He seemed to be expressing what reality was in his view, in these otherworldly paroxysms (for their time).


----------



## Allegro Con Brio

Luchesi said:


> He seemed to be expressing what reality was in his view


It is my opinion that all artists do this.


----------



## Luchesi

Allegro Con Brio said:


> It is my opinion that all artists do this.


But how do they do it?


----------



## aioriacont

If I had to listen to only one composer for my whole life, that would be Bach. 
I love a lot of music, but Bach for me transcends everything.


----------



## Allegro Con Brio

Luchesi said:


> But how do they do it?


A very intriguing question, and one that lies beyond the scope of this thread. Suffice it to say that I believe the work of artists reflects what they believe about the world.


----------



## UniversalTuringMachine

Allegro Con Brio said:


> A very intriguing question, and one that lies beyond the scope of this thread. Suffice it to say that I believe the work of artists reflects what they believe about the world.
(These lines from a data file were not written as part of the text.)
PR #2927, opened 2025-01-08
Reduce log noise

### LINKED ISSUE #2717: cleanup cesm log
In file https://github.com/ESCOMP/CTSM/blob/master/src/soilbiogeochem/CNSoilMatrixMod.F90#L67
output to the log should be restricted to the root task.  We don't need to know this from every task:

 CN Soil matrix solution is off

### LINKED ISSUE #2736: Reduce log message noise
As discussed at [CSEG meeting 2024-06-18](https://docs.google.com/document/d/186U6-dt_wWZZGU9NzYQ5zNlMnpx9XX6oweuTXzQY-oo/edit#heading=h.gjot13e7ggkb), reducing unnecessary messaging is a CSEG goal for CESM3.

Things to consider for each message:
- Is it needed at all?
- Can it be changed to only show if the XML `DEBUG` setting is true? (By wrapping in `#ifndef NDEBUG`/`#endif`)
- If it's currently in cesm.log, should it be moved to lnd.log?
- If every process is printing it, can it be set so that just the primary process does?

Messages to consider:
- [x] `clm: leaving fates model` (lnd.log, **every process**)—especially strange considering there's no "entering" message.  _Get rid of this_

By the speed at which Bach was pumping out works, I would say many of his compositions did not directly express his beliefs about this world, but rather a musical world (the crab canon does not express crab, for example ).


----------



## hammeredklavier

I love the trumpet part in this, it brings smile to my face every time. (something Charles Hazlewood would have called "toy trumpet moments") A prime example of Bach being completely "carefree" in praising God. It's somewhat like his Christmas oratorio in character, albeit with more gaiety:





This moves me as strongly as the "Et in terra pax" from the B minor mass. So innocent, yet so profound:


----------



## consuono

UniversalTuringMachine said:


> By the speed at which Bach was pumping out works, I would say many of his compositions did not directly express his beliefs about this world, but rather a musical world (the crab canon does not express crab, for example ).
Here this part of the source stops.